* [Task] Go through the data below. Pull out every line that has the word "just".

(Records from a data source)
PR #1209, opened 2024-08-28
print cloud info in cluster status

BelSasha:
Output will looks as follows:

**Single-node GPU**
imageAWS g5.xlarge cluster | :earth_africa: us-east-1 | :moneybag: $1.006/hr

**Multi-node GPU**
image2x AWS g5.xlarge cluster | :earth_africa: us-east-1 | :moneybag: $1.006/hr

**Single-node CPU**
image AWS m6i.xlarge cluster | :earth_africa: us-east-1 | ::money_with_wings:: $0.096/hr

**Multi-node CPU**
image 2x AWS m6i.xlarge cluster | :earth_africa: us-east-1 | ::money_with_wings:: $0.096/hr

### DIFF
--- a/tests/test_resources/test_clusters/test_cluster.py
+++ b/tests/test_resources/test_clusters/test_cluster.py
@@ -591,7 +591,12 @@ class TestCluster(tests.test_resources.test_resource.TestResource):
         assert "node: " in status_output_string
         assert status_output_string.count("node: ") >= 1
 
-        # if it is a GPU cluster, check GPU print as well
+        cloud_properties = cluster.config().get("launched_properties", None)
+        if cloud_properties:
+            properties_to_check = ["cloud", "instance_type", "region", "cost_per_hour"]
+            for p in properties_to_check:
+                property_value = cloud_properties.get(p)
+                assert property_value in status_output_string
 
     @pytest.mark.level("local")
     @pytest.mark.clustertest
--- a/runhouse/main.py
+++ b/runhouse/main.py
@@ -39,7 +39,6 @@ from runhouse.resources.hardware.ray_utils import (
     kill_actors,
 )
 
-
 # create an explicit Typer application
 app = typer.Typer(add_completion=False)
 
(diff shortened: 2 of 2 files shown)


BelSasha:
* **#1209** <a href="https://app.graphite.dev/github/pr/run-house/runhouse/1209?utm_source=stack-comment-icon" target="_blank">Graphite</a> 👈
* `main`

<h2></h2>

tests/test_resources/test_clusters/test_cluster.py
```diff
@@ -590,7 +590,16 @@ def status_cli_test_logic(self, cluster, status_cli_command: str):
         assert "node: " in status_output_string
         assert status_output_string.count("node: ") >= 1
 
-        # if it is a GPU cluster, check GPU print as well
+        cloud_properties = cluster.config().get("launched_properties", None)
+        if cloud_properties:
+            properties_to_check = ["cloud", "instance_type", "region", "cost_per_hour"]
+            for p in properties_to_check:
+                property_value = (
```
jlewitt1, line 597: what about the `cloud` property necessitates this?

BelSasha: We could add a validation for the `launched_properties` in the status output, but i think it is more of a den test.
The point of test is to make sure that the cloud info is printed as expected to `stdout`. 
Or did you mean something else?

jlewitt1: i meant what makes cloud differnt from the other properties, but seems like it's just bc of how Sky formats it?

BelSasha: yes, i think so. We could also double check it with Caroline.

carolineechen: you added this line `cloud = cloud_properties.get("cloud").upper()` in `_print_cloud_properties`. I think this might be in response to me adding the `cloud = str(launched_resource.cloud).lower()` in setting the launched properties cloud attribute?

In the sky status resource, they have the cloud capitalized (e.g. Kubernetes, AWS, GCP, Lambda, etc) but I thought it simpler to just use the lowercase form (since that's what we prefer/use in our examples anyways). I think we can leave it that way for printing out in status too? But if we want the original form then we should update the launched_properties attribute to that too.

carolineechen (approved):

* [Result below]
jlewitt1: i meant what makes cloud differnt from the other properties, but seems like it's just bc of how Sky formats it?
In the sky status resource, they have the cloud capitalized (e.g. Kubernetes, AWS, GCP, Lambda, etc) but I thought it simpler to just use the lowercase form (since that's what we prefer/use in our examples anyways). I think we can leave it that way for printing out in status too? But if we want the original form then we should update the launched_properties attribute to that too.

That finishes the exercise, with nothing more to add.